__EXERCISE OBJECTIVE__. Gather up every line from the entries below that uses the word "compared".

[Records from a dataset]
***
PR #607, opened 2022-01-12
Issue/573 OAuth2 support for Bitbucket DC

mminns:
(Bloody Hell it works.)

Bitbucket DC 7.20 now supports OAuth 2.0 connections from external applications.
https://confluence.atlassian.com/bitbucketserver/bitbucket-data-center-and-server-7-20-release-notes-1101934428.html

This means OAuth 2.0 access_tokens can be used as authentication between Git and Bitbucket DC.

The PR refactors the Bitbucket module provide a more generic framework for supporting OAuth 2.0 and providing implementations for both Bitbucket Cloud and Bitbucket DC as they are unfortunately not exactly the same.

Because each Bitbucket DC installation is a unique instance the OAuth 2.0 ClientId and ClientSecret are unique to each installation and therefore GCM must be configured to support each Bitbucket DC instance.

Documentation is updated to describe how to configure and use the feature.

Tests are extended to cover Bitbucket DC.

I've been dogfooding it for the last month.

PR #237, opened 2020-11-26
Add first support for Linux arm64

dennisameling:
Currently, trying to install Git Credential Manager Core on Linux arm64 (e.g. WSL2 on the Surface Pro X or Raspberry Pi 4) results in the following error:

```shell
dennis@DESKTOP-8HTP3NV:~/repos$ sudo dpkg -i gmcore.deb
dpkg: error processing archive gmcore.deb (--install):
 package architecture (amd64) does not match system (arm64)
Errors were encountered while processing:
 gmcore.deb
```
 
This PR adds support for Linux arm64 builds, both when building natively on arm64 or while cross-compiling from an x86 host (in which case you can now run `dotnet build -c LinuxDebug -r linux-arm64`).

Can confirm it works on my arm64 Surface Pro X through WSL2 Ubuntu :tada::

```shell
dennis@DESKTOP-8HTP3NV:~/repos/gmcoretest$ sudo dpkg -i gcmcore-linux_arm64.2.0.301.22928.deb
[sudo] password for dennis:
Selecting previously unselected package gcmcore.
(Reading database ... 40440 files and directories currently installed.)
Preparing to unpack gcmcore-linux_arm64.2.0.301.22928.deb ...
Unpacking gcmcore (2.0.301.22928) ...
Setting up gcmcore (2.0.301.22928) ...
```
```shell
dennis@DESKTOP-8HTP3NV:~/repos/gmcoretest$ git-credential-manager-core --version
Git Credential Manager version 2.0.301-beta+90596ecdf4 (Linux, .NET Core 3.1.10)
```

Things that still need to happen AFAIK:
- Add support for signing multiple `.deb` files at once in `.github/run_esrp_signing.py`, it currently only looks at the first `.deb` file it finds. How does that sound?
- Running tests on arm64. This is possible e.g. with Travis (https://docs.travis-ci.com/user/multi-cpu-architectures/#multi-cpu-availaibility); please let me know if only running tests on amd64 is enough for now or whether you'd like me to set up a Travis config for running tests on arm64 as well.

PR #668, opened 2022-04-15
Lint markdown

wolf99:
Making this change with multiple commits to make it easier to revert any parts that people don't like 🙂 
I have some questions before making later commits.
In a final commit, I have introduced a GitHub workflow that adds a markdown lint step so that the linting can be easily maintained.

This PR will probably cause merge conflicts with  #237, #551, and #607

### DIFF
--- a/CODE_OF_CONDUCT.md
+++ b/CODE_OF_CONDUCT.md
@@ -67,12 +67,12 @@ members of the project's leadership.
 
 ## Attribution
 
-This Code of Conduct is adapted from the [Contributor Covenant][homepage], version 1.4,
-available at [Contributor Covenant Code of Conduct][coc].
+This Code of Conduct is adapted from the [Contributor Covenant][cc-homepage], version 1.4,
+available at [Contributor Covenant Code of Conduct][cc-coc].
 
 For answers to common questions about this code of conduct, see the
-[Contributor Covenant FAQ][faq]
+[Contributor Covenant FAQ][cc-faq]
 
-[homepage]: https://www.contributor-covenant.org
-[coc]: https://www.contributor-covenant.org/version/1/4/code-of-conduct.html
-[faq]: https://www.contributor-covenant.org/faq
+[cc-homepage]: https://www.contributor-covenant.org
+[cc-coc]: https://www.contributor-covenant.org/version/1/4/code-of-conduct.html
+[cc-faq]: https://www.contributor-covenant.org/faq
--- a/CODE_OF_CONDUCT.md
+++ b/CODE_OF_CONDUCT.md
@@ -68,9 +68,11 @@ members of the project's leadership.
 ## Attribution
 
 This Code of Conduct is adapted from the [Contributor Covenant][homepage], version 1.4,
-available at https://www.contributor-covenant.org/version/1/4/code-of-conduct.html
+available at [Contributor Covenant Code of Conduct][coc].
+
+For answers to common questions about this code of conduct, see the
+[Contributor Covenant FAQ][faq]
 
 [homepage]: https://www.contributor-covenant.org
-
-For answers to common questions about this code of conduct, see
-https://www.contributor-covenant.org/faq
+[coc]: https://www.contributor-covenant.org/version/1/4/code-of-conduct.html
+[faq]: https://www.contributor-covenant.org/faq
--- a/CONTRIBUTING.md
+++ b/CONTRIBUTING.md
@@ -1,6 +1,6 @@
-## Contributing
+# Contributing
 
-[issue]: https://github.com/GitCredentialManager/git-credential-manager/issues 
+[issue]: https://github.com/GitCredentialManager/git-credential-manager/issues
 [fork]: https://github.com/GitCredentialManager/git-credential-manager/fork
 [pr]: https://github.com/GitCredentialManager/git-credential-manager/compare
 [code-of-conduct]: CODE_OF_CONDUCT.md
@@ -13,24 +13,24 @@ Please note that this project is released with a [Contributor Code of Conduct][c
 
 ## Start with an issue
 
-0. Open an [issue][issue] to discuss the change you want to see.
+1. Open an [issue][issue] to discuss the change you want to see.
 This helps us coordinate and reduce duplication.
-0. Once we've had some discussion, you're ready to code!
+2. Once we've had some discussion, you're ready to code!
 
 ## Submitting a pull request
 
-0. [Fork][fork] and clone the repository
-0. Configure and install the dependencies: `dotnet restore`
-0. Make sure the tests pass on your machine: `dotnet test`
-0. Create a new branch: `git switch -c my-branch-name`
-0. Make your change, add tests, and make sure the tests still pass
-0. For UI updates, test your changes by executing a `dotnet run` in applicable UI-related project directories:
+1. [Fork][fork] and clone the repository
+2. Configure and install the dependencies: `dotnet restore`
+3. Make sure the tests pass on your machine: `dotnet test`
+4. Create a new branch: `git switch -c my-branch-name`
+5. Make your change, add tests, and make sure the tests still pass
+6. For UI updates, test your changes by executing a `dotnet run` in applicable UI-related project directories:
     - `Atlassian.Bitbucket.UI.Avalonia`
     - `GitHub.UI.Avalonia`
     - `Atlassian.Bitbucket.UI.Windows`
     - `GitHub.UI.Windows`
-0. Push to your fork and [submit a pull request][pr]
-0. Pat your self on the back and wait for your pull request to be reviewed and merged.
+7. Push to your fork and [submit a pull request][pr]
+8. Pat your self on the back and wait for your pull request to be reviewed and merged.
 
 Here are a few things you can do that will increase the likelihood of your pull request being accepted:
 
--- a/CONTRIBUTING.md
+++ b/CONTRIBUTING.md
@@ -15,22 +15,22 @@ Please note that this project is released with a [Contributor Code of Conduct][c
 
 1. Open an [issue][issue] to discuss the change you want to see.
 This helps us coordinate and reduce duplication.
-2. Once we've had some discussion, you're ready to code!
+1. Once we've had some discussion, you're ready to code!
 
 ## Submitting a pull request
 
 1. [Fork][fork] and clone the repository
-2. Configure and install the dependencies: `dotnet restore`
-3. Make sure the tests pass on your machine: `dotnet test`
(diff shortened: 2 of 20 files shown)


README.md
```diff
@@ -85,8 +85,6 @@ sudo /usr/local/share/gcm-core/uninstall.sh
 
 ---
 
-<!-- this explicit anchor should stay stable so that external docs can link here -->
-<a name="linux-install-instructions"></a>
```
wolf99, line 89: Is this actually linked from external docs? If so, is there a commitment not to break this specific link for some reason

Docs (anywhere) can link to headings in markdown using the `url#heading` syntax, as in `docs/wsl.md` in this commit.

wolf99, line 89: Is this actually linked from external docs?

If so, is there a commitment not to break this specific link for some reason?

Docs (anywhere) can link to headings in markdown using the `url#heading` syntax, as in `docs/wsl.md` in this commit. There isn't usually any need to add additional, explicit anchors for markdown headings.

wolf99:
I have a couple more commits to do, so moving this to draft until they're ready.

wolf99:
both `docs/environment.md` and `docs/configuration.md` contain many multiple headings with the same content.

The first contains many headings of:

- "Example"
- "Windows"
- "macOS/Linux"

While the latter contains many headings of "Example"

There are some options to resolve this:

1. Restructure these documents  so as to avoid this heading pattern
2. Add configuration to markdown lint CI to ignore these forever

Which is preferred?

README.md
vtbassmatt: It's linked from at least the [GitHub docs](https://docs.github.com/en/get-started/getting-started-with-git/caching-your-github-credentials-in-git#git-credential-manager) on the topic (you may have to click over to the Linux tab) and possibly other vendors as well.

wolf99: Thanks! I'll experiment with a few options for solving this in a lint-friendly way then.

Are these docs rendered only on GitHub or also I  other locations that I should test the results against?

vtbassmatt: If you mean the docs in this repo, no – we don't render them anyplace else.

CONTRIBUTING.md
```diff
@@ -13,24 +13,24 @@ Please note that this project is released with a [Contributor Code of Conduct][c
 
 ## Start with an issue
 
-0. Open an [issue][issue] to discuss the change you want to see.
+1. Open an [issue][issue] to discuss the change you want to see.
 This helps us coordinate and reduce duplication.
-0. Once we've had some discussion, you're ready to code!
+2. Once we've had some discussion, you're ready to code!
```
ldennington, line 18: Are we able to add an exception instead of making this change? We tend to use the `1`/`0` formatting on purpose, as it makes it easier to add new items in lists (i.e. we don't have to go change all the other numbers when we put something new in the middle).

CODE_OF_CONDUCT.md
```diff
@@ -68,9 +68,11 @@ members of the project's leadership.
...
-available at https://www.contributor-covenant.org/version/1/4/code-of-conduct.html
+available at [Contributor Covenant Code of Conduct][coc].
 
-[homepage]: https://www.contributor-covenant.org
+For answers to common questions about this code of conduct, see the
+[Contributor Covenant FAQ][faq]
 
-For answers to common questions about this code of conduct, see
-https://www.contributor-covenant.org/faq
+[homepage]: https://www.contributor-covenant.org
```
ldennington, line 76: Nit: maybe `cc-homepage` or `cc_homepage`?

docs/bitbucket-development.md
```diff
@@ -65,18 +65,18 @@ The Access and Refresh Tokens will be stored against the username and the userna
 
 # On-Premise Bitbucket
 
-On-premise Bitbucket, more correctly known as Bitbucket Server or Bitbucket DC, has a number of differences compared to the cloud instance of Bitbucket, https://bitbucket.org.
+On-premise Bitbucket, more correctly known as Bitbucket Server or Bitbucket DC, has a number of differences compared to the cloud instance of Bitbucket, [bitbucket.org](https://bitbucket.org).
```
ldennington, line 68: Should we have short names for links in this document similar to those added in `CODE_OF_CONDUCT.md`?

docs/gitlab.md
```diff
@@ -41,6 +41,6 @@ git config --global credential.gitlabauthmodes browser
 
 Improved support requires changes in GitLab. Please vote for these issues if they affect you:
 
-1. No support for OAuth device authorization (necessary for machines without web browser) https://gitlab.com/gitlab-org/gitlab/-/issues/332682
-2. Only domains with prefix `gitlab.` are recognised as GitLab remotes https://gitlab.com/gitlab-org/gitlab/-/issues/349464
-3. Username/password authentication is suggested even if disabled on server https://gitlab.com/gitlab-org/gitlab/-/issues/349463
+1. No support for OAuth device authorization (necessary for machines without web browser): [GitLab issue 332682](https://gitlab.com/gitlab-org/gitlab/-/issues/332682)
```
ldennington, line 44: Should we have short names for the links in this document similar to those added in `CODE_OF_CONDUCT.md`?

ldennington (approved):
Thanks for working to make our docs better! ✏️

ldennington:
> Two more general issues remain:
> 
> 1. Both [`docs/environment.md`](https://github.com/GitCredentialManager/git-credential-manager/blob/main/docs/environment.md) and [`docs/configuration.md`](https://github.com/GitCredentialManager/git-credential-manager/blob/main/docs/configuration.md) contain many multiple headings with the same content.
>    The first contains many headings of:
>    
>    * "Example"
>    * "Windows"
>    * "macOS/Linux"
>    
>    While the latter contains many headings of "Example"
>    There are some options to resolve this:
>    
>    1. Restructure these documents  so as to avoid this heading pattern
>    2. Add configuration to markdown lint CI to ignore these forever (this option is currently implemented in the workflow introduced in this PR)
>    
>    Which is preferred?
> 2. There appears to not be a uniform approach to line length. It looks like some files break on a given character column length (something < 80), while others break at the end of sentence.
>    My own opinion is that the latter is better for readability and more in the spirit of markdown itself, but as with most things in programming it is more important that any approach be uniform and I am happy to implement any approach that is preferred.
>    The linting workflow introduced in this PR is currently configured to ignore line length.
>    Is there a preference?



> Two more general issues remain:
> 
> 1. Both [`docs/environment.md`](https://github.com/GitCredentialManager/git-credential-manager/blob/main/docs/environment.md) and [`docs/configuration.md`](https://github.com/GitCredentialManager/git-credential-manager/blob/main/docs/configuration.md) contain many multiple headings with the same content.
>    The first contains many headings of:
>    
>    * "Example"
>    * "Windows"
>    * "macOS/Linux"
>    
>    While the latter contains many headings of "Example"
>    There are some options to resolve this:
>    
>    1. Restructure these documents  so as to avoid this heading pattern
>    2. Add configuration to markdown lint CI to ignore these forever (this option is currently implemented in the workflow introduced in this PR)
I think it is fine to ignore in this case. I don't think having multiple of the same heading in one file is a huge deal.
>    
>    Which is preferred?
> 2. There appears to not be a uniform approach to line length. It looks like some files break on a given character column length (something < 80), while others break at the end of sentence.
>    My own opinion is that the latter is better for readability and more in the spirit of markdown itself, but as with most things in programming it is more important that any approach be uniform and I am happy to implement any approach that is preferred.
>    The linting workflow introduced in this PR is currently configured to ignore line length.
>    Is there a preference?
My preference would be to break on a character column link. If we decide to do this, I'm good with doing < 80.

README.md
wolf99: Turns out GitHub Flavored Markdown does not support custom heading links in any form.
So I've ended up simply adding an "ignore"  for the specific linting rule for this anchor (in 8cf643a)

CONTRIBUTING.md
wolf99: I've always felt this reasoning was overrated; if someone is making changes to a document anyway, then it's not hard to change a handful of list numbers as well (for relatively short lists). It's can also get a little confusing when working with sub-lists and sub-sub lists, when they are all the same number.

The benefit of proper numbering is that the markdown provides the same information in raw form as in rendered form.

Nevertheless, I have updated the docs to use the form of repeated `1.`, as this form is accepted by the linter (repeated `0.` also works but means that lists start at 0 rather than 1), in commit 1b24d82

CODE_OF_CONDUCT.md
wolf99: Good call!
Added in 7f3f110

docs/bitbucket-development.md
wolf99: Yes! 🙂 
I will work on doing this for all markdown files.

At the same time I will replace `aka.ms` links that refer to other docs within this repo with relative links, so as to:

1. Remove dependency on MS short link service
2. Allow links to work offline.

Please let me know if this latter part is not wanted.

wolf99:
Thank you for the review @ldennington !

There are two things remaining in progress

1. Line lengths
2. Reference style links

I will continue to work on these, but perhaps this can be merged as it currently is, with those as separate PRs?

The reason being it is already a large change and I am aware of other Rs that also have doc changes, I wouldn't like this PR to block these changes or vice-versa. The line-length one especially may be a lot of change across many files.

wolf99:
Rebased and fixed merge conflicts

CONTRIBUTING.md
ldennington: Thank you!

docs/bitbucket-development.md
ldennington: I am ok with the latter part, but I think @mjcheetham may want to weigh in on this.

ldennington:
> Thank you for the review @ldennington !
> 
> There are two things remaining in progress
> 
> 1. Line lengths
> 2. Reference style links
> 
> I will continue to work on these, but perhaps this can be merged as it currently is, with those as separate PRs?
> 
> The reason being it is already a large change and I am aware of other PRs that also have doc changes, I wouldn't like this PR to block these changes cause too many merge conflicts to those or vice-versa. Both of the above changes will be a lot of change across many files.

I'm fine with this!

> Thank you for the review @ldennington !
> 
> There are two things remaining in progress
> 
> 1. Line lengths
> 2. Reference style links
> 
> I will continue to work on these, but perhaps this can be merged as it currently is, with those as separate PRs?
> 
> The reason being it is already a large change and I am aware of other PRs that also have doc changes, I wouldn't like this PR to block these changes cause too many merge conflicts to those or vice-versa. Both of the above changes will be a lot of change across many files.

Sounds great! I just did another review, and it all looks good. I will proceed with the merge.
***
__TASK ANSWER__.
-On-premise Bitbucket, more correctly known as Bitbucket Server or Bitbucket DC, has a number of differences compared to the cloud instance of Bitbucket, https://bitbucket.org.
+On-premise Bitbucket, more correctly known as Bitbucket Server or Bitbucket DC, has a number of differences compared to the cloud instance of Bitbucket, [bitbucket.org](https://bitbucket.org).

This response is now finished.